● **Exercise prompt**
Go through the records and copy each line where the word "string" occurs.

● **Entries shown**
--*--

PR #893, opened 2018-10-01
Remove Wraith tests due to lack of use

### LINKED ISSUE #872: Wraith Issues while prep the Release

Stanton:
We don't use Wraith in any significant capacity, it takes forever to run, baseline results vary from person to person and it's in a broken state at the moment. My current vote is to remove.

Closes #872


nvasileiadis:
Wraith could be fantastically useful if at some point set up correctly in CMS. As there are times we have to go and search CMS-wide for visual changes. Example: the datatables change. There are expected visual changes but sometimes there is just something broken. 

As for Pulsar, because we are always improving and add new components, almost certain is that everytime wraith will complain. Maybe not eliminate it altogether but have it as an extra tool, similar to W3C HTML validator. A separate command and task out of Pulsar workflow.

PR #896, opened 2018-10-05
Make sure quaternary nav works with button links

Stanton:
Fixes a console log issue raised in https://jadultd.atlassian.net/browse/CMS-5669

## Breaking change checklist

| ---- | ---- |

### DIFF
--- a/js/NavMainComponent.js
+++ b/js/NavMainComponent.js
@@ -89,10 +89,10 @@ NavMainComponent.prototype.init = function () {
         var $self = $(this),
             target;
 
-        if ($self[0].hasAttribute('href')) {
+        if ($self.attr('href')) {
             target = $self.attr('href');
         }
-        else if ($self[0].hasAttribute('data-target')) {
+        else if ($self.attr('data-target')) {
             target = $self.attr('data-target');
         }
 
--- a/js/NavMainComponent.js
+++ b/js/NavMainComponent.js
@@ -87,16 +87,23 @@ NavMainComponent.prototype.init = function () {
     // Open quaternary nav on tertiary nav item click
     component.$tertiaryNavLinks.on('click', function (event) {
         var $self = $(this),
-            href = $self.attr('href');
+            target;
 
-        if (href.indexOf('#') !== -1) {
+        if ($self[0].hasAttribute('href')) {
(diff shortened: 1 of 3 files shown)


js/NavMainComponent.js
```diff
@@ -87,16 +87,23 @@ NavMainComponent.prototype.init = function () {
     // Open quaternary nav on tertiary nav item click
     component.$tertiaryNavLinks.on('click', function (event) {
         var $self = $(this),
-            href = $self.attr('href');
+            target;
 
-        if (href.indexOf('#') !== -1) {
+        if ($self[0].hasAttribute('href')) {
```
mikedevelops: I think this `$self[0]` referencing is a bit messy, can we either drop `$(this)` and use `this` or use `$self` exclusively? So in this example instead of accessing the `HTMLElement` with the index, can't we just use `$self.attr('href')` and do away with the `hasAttribute`

Stanton: I mistakenly thought that `if ($self.attr('href')) {` would be problematic, but tests pass and behaviour seems fine

js/NavMainComponent.js
```diff
@@ -87,16 +87,23 @@ NavMainComponent.prototype.init = function () {
...
 
-        if (href.indexOf('#') !== -1) {
+        if ($self.attr('href')) {
+            target = $self.attr('href');
+        }
+        else if ($self.attr('data-target')) {
+            target = $self.attr('data-target');
+        }
+
+        if (target.indexOf('#') !== -1) {
```
mikedevelops: Just a point of discussion here not something that necessarily needs actioning. We still have the ability here to call `.indexOf()` on `undefined` which will throw the same error this ticket is fixing. 

As I see it we have 2 options: 

We could make sure that this code could never throw an error and return inside this function early if `target` is `undefined`. This means that if I implement the nav menu markup incorrectly and omit those attributes, I'll never know it doesn't work until a manually test it. We would effectively be swallowing that implementation error for the sake of it not making it to production.

Or we leave this as is, and put a meaningful error in this block if `target` is `undefined`, we could throw an error a long the lines of `A nav link target requires a href or data-target attribute`.

I think door number 2 would be the friendlier approach for product teams.

PR #899, opened 2018-10-09
Catch cases where a nav link may not have a href or data-target attribute

Stanton:


tests/js/web/NavMainComponentTest.js
```diff
@@ -570,8 +605,10 @@ describe('NavMainComponent', function () {
         });
 
         it('should hide the open tertiary or quaternary nav', function () {
-            expect(this.$navTertiary.hasClass('is-open')).to.be.false;
-            expect(this.$navQuaternary.hasClass('is-open')).to.be.false;
+            setTimeout(() => {
+                expect(this.$navTertiary.hasClass('is-open')).to.be.false;
+                expect(this.$navQuaternary.hasClass('is-open')).to.be.false;
+            }, 100);
```
mikedevelops: Return of the timeouts 😄 , if we're writing asynchronous tests, we need to use Mocha's `done` callback so that the assertion is run as part of the test: (https://mochajs.org/#detects-multiple-calls-to-done)

tests/js/web/NavMainComponentTest.js
```diff
@@ -233,6 +242,32 @@ describe('NavMainComponent', function () {
...
+    describe('clicking on a nav link with a missing data-target', function () {
+        beforeEach(function () {
+            this.navMainComponent.init();
+            this.clickEvent = $.Event('click');
+        });
+
+        it('should throw an error', function () {
+            expect(() => {
+                this.$missingDataTarget.trigger(this.clickEvent);
+            }).to.throw('A nav link must have a href or data-target attribute');
```
mikedevelops: One super minor thing here, these string constants would be good candidates as static "class" properties. So we could perhaps define them on the `NavMainComponent` like so...

```
NavMainComponent.MISSING_ATTR_ERROR = "You broke it";

// throw this string
throw new Error(NavMainComponent.MISSING_ATTR_ERROR);

// assert this string
...to.throw(NavMainComponent.MISSING_ATTR_ERROR);
```

Stanton: Do you mean define them in the actual component, not the test? If so, where?

mikedevelops: yes in the component itself, I normally put them at the top 

```
Foo.GREETING = 'Hello, World!';

function Foo () {}

Foo.prototype.sayGreeting = function () {
	console.log(Foo.GREETING);
}
```

They could go anywhere (outside of a method / block) in that file though.

PR #903, opened 2018-10-16
Allow datatables to accept a custom pageLength

Stanton:
Defaults to 25, allows a custom page length to be set for a specific table, useful when embedding tables in modals where a shorter page length is required.

**Examples**

```
<table class="table datatable" data-page-length="10">...</table>
```

```
{{ 
    html.datatable({
        'data': tableData,
        'data-page-length': '10'
    })
}}
```


Stanton:
The change I pushed yesterday should fix the coverage drop, but CodeCov hasn't updated

Stanton:
% Coverage drop is due to file size increasing

PR #911, opened 2018-11-01
Add sass/browserify compilation to Travis

Stanton:
## Included in this pull request
1. Add grunt tasks to Travis builds
1. Update `grunt-real-favicon` module

## 1. Add grunt tasks to Travis builds
This change includes the `grunt build` task in Travis builds, which runs the following tasks:

```
grunt.registerTask('build', [
    'scsslint',
    'replace',
    'sass:dist_modern',
    'sass:dist_ie',
    'autoprefixer',
    'browserify:dist',
    'copy:dist',
    'compress'
]);
```

Any errors in these tasks will now cause build failures which can be investigated prior to merging.

These changes will increase build times by around 1m 30s, split between running the grunt task and installing the scss-lint gem.

## 2. Update `grunt-real-favicon` module

The `grunt-real-favicon` task started throwing errors, it looks like an API endpoint has moved. The solution to this was to update the version of realFavicon we use.

```
>> Tasks directory "/Users/jamesjacobs/Documents/pulsar/node_modules/grunt-sass-replace/node_modules/grunt-string-replace/tasks" not found.

Running "realFavicon:cms" (realFavicon) task
>> <!DOCTYPE HTML PUBLIC "-//IETF//DTD HTML 2.0//EN">
>> <html><head>
>> <title>301 Moved Permanently</title>
>> </head><body>
>> <h1>Moved Permanently</h1>
>> <p>The document has moved <a href="https://realfavicongenerator.net/api/favicon">here</a>.</p>
>> <hr>
>> <address>Apache/2.4.7 (Ubuntu) Server at realfavicongenerator.net Port 80</address>
>> </body></html>
Fatal error: <!DOCTYPE HTML PUBLIC "-//IETF//DTD HTML 2.0//EN">
<html><head>
<title>301 Moved Permanently</title>
</head><body>
<h1>Moved Permanently</h1>
<p>The document has moved <a href="https://realfavicongenerator.net/api/favicon">here</a>.</p>
<hr>
<address>Apache/2.4.7 (Ubuntu) Server at realfavicongenerator.net Port 80</address>
</body></html>
```


mikedevelops:
Do we need to run the favicon task as a CI job? It seems like something that is only going to be needed once in a blue moon. 

There's also potentially an argument here that we shouldn't have product favicons within Pulsar at all. This could be a problem for products that need to change a favicon in an emergency but do not have the resources to undertake a (potentially) major pulsar release. Feels a bit tightly coupled.

PR #922, opened 2018-11-12
Fix issue where children of elements triggering popovers do not trigger popovers

jamesjacobs:
Previously clicking a child of an element which has `data-toggle="popover"` did not trigger the popover as expected.

### DIFF
--- a/js/libs/popover.js
+++ b/js/libs/popover.js
@@ -122,9 +122,10 @@ var $ = require('jquery'),
   });
 
   $(document).on('click', function (e) {
+    var $target = $(e.target);
 
     // Ignore popover and clickover triggers and children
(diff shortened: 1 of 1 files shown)


js/libs/popover.js
```diff
@@ -123,8 +123,8 @@ var $ = require('jquery'),
 
   $(document).on('click', function (e) {
 
-    // Ignore popover and clickover triggers
-    if ($(e.target).attr('data-toggle') === 'popover' || $(e.target).attr('rel') === 'clickover') {
+    // Ignore popover and clickover triggers and children
+    if ($(e.target).attr('data-toggle') === 'popover' || $(e.target).parent().attr('data-toggle') === 'popover' || $(e.target).attr('rel') === 'clickover') {
```
mikedevelops: Can we assign `$(e.target)` to a variable here? That way we can avoid creating 3 duplicate jQuery objects, bit of a minor performance optimisation, but they all add up

jamesjacobs: 👍

PR #941, opened 2019-02-04
Close quaternary menu when more icon is clicked a second time

### LINKED ISSUE #930: 'More...' Menu Item Behaves weirdly when clicked
**Describe the bug**
The 'More...' submenu doesn't behave itself. When you click 'More...' and choose a menu item from within it, clicking 'More...' again doesn't replace the opened submenu.

**To Reproduce**
1. Go to https://myaccount.release.xfp.ntn.jadu.net/jadu/xforms2/forms
2. Click on 'More...' in the main nav bar (ensure screen is small enough to show this!)
3. Click an item in 'More...'
4. Click 'More...' again in the sidebar
5. Notice that the 'More...' menu doesn't open, and instead a white line is visible between the main nav and the open menu.

**Expected behavior**
The 'More'...' menu items should be visible.

**Screenshots**
pulsar

 - OS: OSX
 - Browser: Chrome
 - Version 70

**Smartphone (please complete the following information):**
Untested

**Additional context**
I believe this is because the item that is clicked in 'More...' opens over 'More...' instead of replacing it. This can be verified by choosing an item in 'More...' and then closing the new submenu - 'More...' is still expanded.

Stanton:
This change makes sure the quaternary navigation is closed when the more icon is clicked a second time.

### Before
The quaternary navigation stays open.

nav-before

### After
The quaternary navigation is closed.

nav-after

Fixes #930 

## Breaking change checklist

| ---- | ---- |
| require changes to existing unit tests | ✅ No |

### DIFF
--- a/js/NavMainComponent.js
+++ b/js/NavMainComponent.js
@@ -415,7 +415,9 @@ NavMainComponent.prototype.moreIconClickHandler = function ($moreLink) {
     if (component.$navTertiary.find('.nav-list').hasClass('is-active')) {
         $moreLink.attr('aria-expanded', 'false');
         component.$navTertiary.removeClass('is-open');
+        component.$navQuaternary.removeClass('is-open');
         component.$navTertiary.find('.nav-list').removeClass('is-active');
+        component.$navQuaternary.find('.nav-list').removeClass('is-active');
     } else {
         $moreLink.attr('aria-expanded', 'true');
 
--- a/tests/js/web/NavMainComponentTest.js
+++ b/tests/js/web/NavMainComponentTest.js
@@ -462,14 +462,30 @@ describe('NavMainComponent', function () {
             this.$moreIconLink.trigger(this.clickEvent2);
 
             expect(this.$html.find('.nav-tertiary').hasClass('is-open')).to.be.false;
-        });  
+        });
+
+        it('should close the quaternary nav if it is already open', function () {
+            this.$moreIconLink.trigger(this.clickEvent);
+            this.$tertiaryLink.trigger(this.clickEvent);
+            this.$moreIconLink.trigger(this.clickEvent2);
+
+            expect(this.$html.find('.nav-quaternary').hasClass('is-open')).to.be.false;
+        });
 
         it('should remove the is-active class from the tertiary navs active nav-list if its already open', function () {
             this.$moreIconLink.trigger(this.clickEvent);
             this.$moreIconLink.trigger(this.clickEvent2);
 
             expect(this.$html.find('.nav-tertiary .nav-list').hasClass('is-active')).to.be.false;
-        });  
+        });
+
+        it('should remove the is-active class from the quaternary navs active nav-list if its already open', function () {
+            this.$moreIconLink.trigger(this.clickEvent);
+            this.$tertiaryLink.trigger(this.clickEvent);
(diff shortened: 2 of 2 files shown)


js/NavMainComponent.js
```diff
@@ -415,7 +415,9 @@ NavMainComponent.prototype.moreIconClickHandler = function ($moreLink) {
     if (component.$navTertiary.find('.nav-list').hasClass('is-active')) {
         $moreLink.attr('aria-expanded', 'false');
         component.$navTertiary.removeClass('is-open');
+        component.$navQuaternary.removeClass('is-open');
         component.$navTertiary.find('.nav-list').removeClass('is-active');
+        component.$navQuaternary.find('.nav-list').removeClass('is-active');
     } else {
```
mikedevelops: ⚠️ Micro Optimisation Alert ⚠️ – We could cache a lot of these `.find(...)` queries ahead of time. We could store a reference to these nodes on load which would save performing them each time the event fires. However this comes with the caveat that the menu markup would not change during it's lifespan (which I think probably _is_ the case)

I totally understand if we do not want to change it to implement this ☝️

Stanton: `53 occurrences`

tests/js/web/NavMainComponentTest.js
```diff
@@ -462,14 +462,30 @@ describe('NavMainComponent', function () {
...
             expect(this.$html.find('.nav-tertiary').hasClass('is-open')).to.be.false;
-        });  
+        });
+
+        it('should close the quaternary nav if it is already open', function () {
+            this.$moreIconLink.trigger(this.clickEvent);
+            this.$tertiaryLink.trigger(this.clickEvent);
+            this.$moreIconLink.trigger(this.clickEvent2);
+
+            expect(this.$html.find('.nav-quaternary').hasClass('is-open')).to.be.false;
```
mikedevelops: Should we chuck in an ```expect(this.$html.find('.nav-quaternary').hasClass('is-open')).to.be.true;``` after the first click events? Wouldn't this test pass if the functionality that adds `'is-open` is broken? Admittedly that would (hopefully) fail elsewhere. Might be nice to catch that here also though, so it shouts very loudly if something is broken.

tests/js/web/NavMainComponentTest.js
```diff
@@ -462,14 +462,30 @@ describe('NavMainComponent', function () {
...
             expect(this.$html.find('.nav-tertiary .nav-list').hasClass('is-active')).to.be.false;
-        });  
+        });
+
+        it('should remove the is-active class from the quaternary navs active nav-list if its already open', function () {
+            this.$moreIconLink.trigger(this.clickEvent);
+            this.$tertiaryLink.trigger(this.clickEvent);
+            this.$moreIconLink.trigger(this.clickEvent2);
+
+            expect(this.$html.find('.nav-quaternary .nav-list').hasClass('is-active')).to.be.false;
```
mikedevelops: ☝️

js/NavMainComponent.js
mikedevelops: 53, yikes. Maybe a candidate for some love if we ever get into any FE performance issues.

Stanton:
@mikedevelops Added requested changes.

--*--

● **Result below**
mikedevelops: One super minor thing here, these string constants would be good candidates as static "class" properties. So we could perhaps define them on the `NavMainComponent` like so...
// throw this string
// assert this string
>> Tasks directory "/Users/jamesjacobs/Documents/pulsar/node_modules/grunt-sass-replace/node_modules/grunt-string-replace/tasks" not found.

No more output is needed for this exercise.